Philotheca ericifolia

Scientific classification
- Kingdom: Plantae
- Clade: Embryophytes
- Clade: Tracheophytes
- Clade: Spermatophytes
- Clade: Angiosperms
- Clade: Eudicots
- Clade: Rosids
- Order: Sapindales
- Family: Rutaceae
- Genus: Philotheca
- Species: P. ericifolia
- Binomial name: Philotheca ericifolia (A.Cunn. ex Benth.) Paul G.Wilson
- Synonyms: Eriostemon ericifolius A.Cunn. ex Benth.;

= Philotheca ericifolia =

- Genus: Philotheca
- Species: ericifolia
- Authority: (A.Cunn. ex Benth.) Paul G.Wilson
- Synonyms: Eriostemon ericifolius A.Cunn. ex Benth.

Species of plant

Philotheca ericifolia is a species of flowering plant in the family Rutaceae and is endemic to New South Wales. It is a much-branched shrub with glandular-warty branchlets, needle-shaped leaves and white to pink flowers arranged singly or in groups of up to six on the ends of the branchlets.

==Description==
Philotheca ericifolia is a much-branched, spreading shrub that typically grows to a height of 1–2 m and has glandular-warty branchlets. The leaves are needle-shaped, 4–8 mm long, sparsely glandular warty and channelled on the upper surface. The flowers are borne singly or in clusters of up to six on the ends of the branchlets, each flower on a pedicel 2–3 mm long. There are five fleshy, triangular sepals 1.5–2 mm long and five elliptical white petals about 9 mm long with a thick midrib. The ten stamens are densely hairy. Flowering occurs in spring and the fruit is 2–3 mm long with a tapered beak.

==Taxonomy and naming==
This species was first formally described in 1863 by George Bentham from an unpublished description by Allan Cunningham who gave it the name Eriostemon ericifolius. Bentham published the description in Flora Australiensis. Cunningham collected the type specimens in "on the skirts of the Liverpool Plains" in 1825.
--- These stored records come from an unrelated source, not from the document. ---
PR #71, opened 2025-02-21
inherit policy uri

daphnedemekas:
Plus some small print statement changes

### DIFF
--- a/configs/analyzer/analyzer.yaml
+++ b/configs/analyzer/analyzer.yaml
@@ -1,6 +1,6 @@
 _target_: rl.eval.eval_stats_analyzer.EvalStatsAnalyzer
 
-policy_uri: null
+policy_uri: ${policy_uri}
 
 analysis:
 
--- a/configs/analyzer/analyzer.yaml
+++ b/configs/analyzer/analyzer.yaml
@@ -1,6 +1,6 @@
 _target_: rl.eval.eval_stats_analyzer.EvalStatsAnalyzer
 
-policy_uri: ${policy_uri}
+policy_uri: ???
 
 analysis:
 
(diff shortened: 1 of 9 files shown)


configs/analyzer/analyzer.yaml
```diff
@@ -1,6 +1,6 @@
 _target_: rl.eval.eval_stats_analyzer.EvalStatsAnalyzer
 
-policy_uri: null
+policy_uri: ${policy_uri}
```
daveey, line 3: This gets it from global scope, right? Do we set it there?

daphnedemekas: My understanding is that doing this makes it equal to what is defined in config.yaml, which is what we want I believe so that we don't have to specify it again

daphnedemekas: (which was causing the error you sent me, which I didn't get because in daphne.yaml I was specifying it as analysis:
      {...policy_uri} 

I also just changed it in eval.yaml as well since it was set to ??? there but I don't think that would work if we didn't pre-specify it as well with eval.policy_uri (which we probably don't want to have to do) 

Does that make sense?

daphnedemekas: And also, I have learned from this to always run on a clean user file which maps to what we would have when training via command line before merging in!

daphnedemekas:
Okay @daveey it should actaully be good now, for training we don't have to specify anything and we set the policy uri for both eval and analysis in the trainer code:
        self.cfg.eval.policy_uri = self.last_pr.uri
        self.cfg.analyzer.policy_uri = self.last_pr.uri

When running eval, we need to specify a policy_uri in the eval config, but it gets set for analysis in the eval code
cfg.analyzer.policy_uri = policy_pr.uri

And when running analysis, we need to specify a policy_uri in the analysis config. 

Feels like that's what we want

PR #87, opened 2025-03-11
Kickstarting

Al-does:


agent/metta_agent.py
```diff
@@ -210,3 +207,42 @@ def compute_effective_rank(self, delta: float = 0.01) -> List[dict]:
             if rank is not None:
                 effective_ranks.append(rank)
         return effective_ranks
+
+# ------------------From cleanrl.py--------------------------------
+
+    def log_prob(self, logits, value):
```
daveey, line 213: let's put these in agent/util.py, they are just functions and don't need "self"

configs/trainer/puffer.yaml
```diff
@@ -45,3 +44,13 @@ stats:
   overview:
     episode/reward.mean: episode_reward
   step: train/agent_step
+
+kickstart: false
```
daveey, line 48: make kickstart a section

kickstart:
  teachers: []
  kickstart_step_pct: 0.005

if teachers is not empty, assume kickstarting is enabled

rl/pufferlib/kickstarter.py
```diff
@@ -0,0 +1,63 @@
...
+        if not self.enabled:
+            return
+
+        self.teacher_cfgs = cfg.trainer.teachers
+        self.compile = cfg.trainer.compile
+        self.compile_mode = cfg.trainer.compile_mode
+        self.policy_store = policy_store
+        self.kickstart_steps = cfg.trainer.kickstart_steps_pct * cfg.trainer.total_timesteps
+
+        if isinstance(single_action_space, pufferlib.spaces.Discrete):
```
daveey, line 18: only need to deal with multi_discrete

rl/pufferlib/kickstarter.py
```diff
@@ -0,0 +1,63 @@
...
+            policy_record = self.policy_store.policy(teacher_cfg['policy_uri'])
+            policy = policy_record.policy()
+            policy.action_coef = teacher_cfg['action_coef']
+            policy.value_coef = teacher_cfg['value_coef']
+            if self.compile:
+                policy = torch.compile(policy, mode=self.compile_mode)
+            self.teachers.append(policy)
+
+    def loss(self, agent_step, student_normalized_logits, student_value, o, teacher_lstm_state=None):
+        ks_value_loss = torch.tensor(0.0, device=self.device)
```
daveey, line 37: can we create these in the constructor, rather than every time loss() is called?

rl/pufferlib/kickstarter.py
```diff
@@ -0,0 +1,63 @@
...
+        if not self.enabled or agent_step > self.kickstart_steps:
+            return ks_action_loss, ks_value_loss, teacher_lstm_state
+        
+        if teacher_lstm_state is None:
+            teacher_lstm_state = [None for _ in range(len(self.teachers))]
+
+        for i, teacher in enumerate(self.teachers):
+            teacher_value, teacher_normalized_logits, teacher_lstm_state[i] = self._forward(teacher, o, teacher_lstm_state[i])
+
+            if self.multi_discrete:
```
daveey, line 49: only handle multi-discrete. also, write as a loop rather than hardcoding [0] and [1]

for t_logits, s_logits in zip(teacher_normalized_logits, student_normalized_logits):
   ...
   
 also, multiply by action_coef after the loop, to save on a mult

configs/trainer/puffer.yaml
```diff
@@ -45,3 +44,13 @@ stats:
...
+kickstart_steps_pct: 0.005
+teachers:
+  - policy_uri: wandb://run/mettabox_cogeval_defaults_lowent_initialized0005:v100
+    action_coef: 1
```
daveey, line 52: let's call these action_loss_coef, value_loss_coef

daveey (changes requested):
This is really well done! Clean and clear. I left a few small suggestions, but overall, looks great.

rl/pufferlib/kickstarter.py
Al-does: Doing so threw an error on the optimization step in trainer. GPT gave a better answer than I can write:

> The error you're encountering is related to PyTorch's autograd system and how computational graphs are handled.
> When you initialize self.ks_value_loss and self.ks_action_loss as class variables and modify them in-place during the loss() method, PyTorch is adding these operations to its computational graph. Since these tensors persist across multiple calls to loss(), PyTorch tries to backward through the same tensors multiple times, which isn't allowed by default.

Leaving it initialized at each call of loss() for now but lmk.

rl/pufferlib/kickstarter.py
Al-does: (teacher_normalized_logits[i].exp() * student_normalized_logits[i]).sum(dim=-1) is calculating the cross entropy between the entire teacher log prob distribution (converting them to normalized probs via exponentiation) and multiplying by the student's log prob distribution. If i is 0 then it runs this calc on the action param and if i is 1 then it runs on the action type. 

In case you wanted me to loop this over the number of spaces (action type, action param, a third action space in the future, etc....) I made that change.

daveey (approved):

PR #90, opened 2025-03-15
Made CNN/flatten robust to changes in obs window

Al-does:
Previously, the flatten layer assumed the output from the last CNN would be 1x1. This now passes the obs window sizes through all of the CNN layers until we get a final output window. It also checks if your kernel and stride sizes don't map the input width and height by striding an integer number of times.


agent/lib/nn_layer_library.py
```diff
@@ -13,27 +13,42 @@ def _make_net(self):
             **self._nn_params
         )
 
-class Conv1d(ParamLayer):
```
daveey, line 16: Did you mean to remove 1d conv?

daveey (approved):

agent/lib/nn_layer_library.py
Al-does: Yeah... it also needs a method of calculating what its flattened output dimension would be but, not knowing exactly what the specific use cases will look like, figured I'd just leave it to whoever is trying to use Conv1D to implement by copying and modifying the pattern I used for Conv2D. Just thought it might be safer that way, to not assume I know how it will be used. 

The specific issue is that I don't know where to get Conv1D's input dim from. Here, I assume that Conv2D is getting its input dim from obs width and height which is brittle too, unfortch. Figured it's enough for now. I just added a warning comment to Conv2D saying as much.

Al-does: I thought a bit more about this whole update and I think there's a much more general way to improve how shapes are passed between all layers so I'm going to implement that in this branch. Will follow up when that's ready!

agent/lib/merge_layer.py
```diff
@@ -24,13 +23,19 @@ def setup(self, input_source_components=None):
 
         self.input_source_components = input_source_components
 
-        self.sizes = []
+        # self.sizes = []
```
daveey, line 26: clean these up?

daveey (approved):

Al-does:
Fixed this in `alex-flatten-pr`

PR #98, opened 2025-03-27
Eval fixes

daphnedemekas:
Fix the evaluation pipeline so that we average overall of the run results for a particular eval and policy_uri when running analysis. 

Still have work to do in terms of improving tooling but I think it would be good to merge this in first


agent/policy_store.py
daphnedemekas, line 1: This is functional but still needs to be improved which I will do in a separate PR
- I think the selector_type "top" is deprecated. I want a nice way of finding the best checkpoint for a particular eval

configs/eval/simple.yaml
```diff
@@ -0,0 +1,13 @@
...
+  - eval
+
+env: null #the env is set in evals:
+
+evals:
+  simple:
+    env: env/mettagrid/simple
+    policy_agents_pct: 1.0
+
+selector_type: latest
```
daveey, line 13: this is confusing, why does an evalsuite need a selector?

rl/eval/eval_stats_analyzer.py
```diff
@@ -105,8 +96,11 @@ def get_latest_policy(all_policies, uri):
         policy_versions = [i for i in all_policies if uri in i]
         if len(policy_versions) == 0:
             raise ValueError(f"No policy found in DB for candidate policy: {uri}, options are {all_policies}")
-        if len(policy_versions) > 1 and 'wandb' in uri:
-            policy_versions.sort(key=lambda x: int(x.split(':v')[-1]))
+        if len(policy_versions) > 1:
+            try:
+                policy_versions.sort(key=lambda x: int(x.split(':v')[-1]))
+            except:
```
daveey, line 102: why would this fail? seems like a weird error to just ignore

rl/eval/eval_stats_analyzer.py
```diff
@@ -136,7 +130,7 @@ def policy_fitness(self, metric_data, metric_name):
             candidate_mean = metric_data.loc[candidate_uri][metric_mean]
             baseline_mean = metric_data.loc[baseline_policies][metric_mean].mean()
             fitness = candidate_mean - baseline_mean # / np.std(baseline_data.loc[eval][metric_std])
-            policy_fitness.append({"eval": eval, "metric": metric_name, "candidate_mean": candidate_mean, "baseline_mean": baseline_mean, "fitness": fitness})
+            policy_fitness.append({"eval": evals[0], "metric": metric_name, "candidate_mean": candidate_mean, "baseline_mean": baseline_mean, "fitness": fitness})
```
daveey, line 133: why is evals[0] special here? shouldn't we log this per-eval?

rl/pufferlib/eval.py
```diff
@@ -136,21 +140,30 @@ def evaluate(self):
...
+            game_cfg = OmegaConf.to_container(self._env_cfg.game, resolve=False)
+            flattened_env = flatten_config(game_cfg, parent_key = "game")
+            flattened_env['run_id'] = self._run_id
+            flattened_env['eval_name'] = self._env_name
+            flattened_env['timestamp'] = datetime.now().isoformat()
+            flattened_env['npc'] = self._npc_policy_uri
+
              # infos is a list of dictionaries
-            if len(infos) > 0:
+            if len(infos) > 0: #fix this
```
daveey, line 152: fixthis

tools/eval.py
```diff
@@ -16,22 +16,28 @@ def main(cfg: DictConfig):
...
-            policy_store,
-            policy_pr,
-            cfg_recursive_=False
-        )
-        stats = eval.evaluate()
-
-        stats_logger = EvalStatsLogger(cfg, eval._env_cfg, wandb_run)
-
-        stats_logger.log(stats)
+        if cfg.eval.selector_type == "all":
```
daveey, line 19: why do we want an "if" here instead of handling it in policy_store.policy()

daveey (changes requested):

configs/eval/simple.yaml
daphnedemekas: Sometimes I want to evaluate all versions of the policy, sometimes just hte latest

rl/eval/eval_stats_analyzer.py
daphnedemekas: If the policies don't have version numbers in them with the format :v then this will fail, and also we probably don't want to sort them. But I can make this clearer

rl/eval/eval_stats_analyzer.py
daphnedemekas: The evals[0] is only under "if len(evals) == 1"

if we have multiple evals then we are doing it below this, because in that case we need to reset the index of the dataframe. just annoying pandas stuff. I can make a note to make this more elegant

tools/eval.py
daphnedemekas: sure, can handle it there. still need to check if it returns a list or not so still need the "if" but can instead do 

```
        policy_prs = policy_store.policy(cfg.eval.policy_uri, cfg.eval.selector_type)
        if not isinstance(policy_prs, list):
            policy_prs = [policy_prs]
```

configs/eval/simple.yaml
daphnedemekas: or are you saying that's part of the policy config instead? Where would that be defined? right now i'm just passing in the uri on its own

daphnedemekas: but i guess i could remove this from here and make people do it via command line

daveey: can that go into configs/eval.yaml

daveey (changes requested):

tools/eval.py
daveey: policy_store.policy() should always return a single PR. use .policies() if you want a list.

configs/analyzer.yaml
```diff
@@ -0,0 +1,17 @@
+defaults:
+  - common
+  - agent: simple
+  - env/mettagrid@env: simple
```
daveey, line 4: i dont think we need this

configs/config.yaml
```diff
@@ -2,9 +2,9 @@ defaults:
   - agent: simple
```
daveey, line 2: i dont think this file is used anymore, let's just delete it instead?

rl/eval/eval_stats_analyzer.py
```diff
@@ -102,12 +93,13 @@ def get_latest_policy(all_policies, uri):
...
             uri = uri.replace("wandb://run/", "")
-        policy_versions = [i for i in all_policies if uri in i]
-        if len(policy_versions) == 0:
+        matching_policies = [i for i in all_policies if uri in i]
+        if len(matching_policies) == 0:
             raise ValueError(f"No policy found in DB for candidate policy: {uri}, options are {all_policies}")
-        if len(policy_versions) > 1 and 'wandb' in uri:
-            policy_versions.sort(key=lambda x: int(x.split(':v')[-1]))
-        candidate_uri = policy_versions[-1]
+        if len(matching_policies) > 1:
```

In 1998, Wilson changed the name to Philotheca ericifolia in the journal Nuytsia.

==Distribution and habitat==
Philotheca ericifolia grows in heath and forest, mainly in damp sandy flats and gullies. It is found in the upper Hunter Valley and in the northern Pilliga scrub.

==Conservation status==
This philotheca was previously classified as "vulnerable" under the Australian Government Environment Protection and Biodiversity Conservation Act 1999 and the New South Wales Government Threatened Species Conservation Act but has been delisted from both.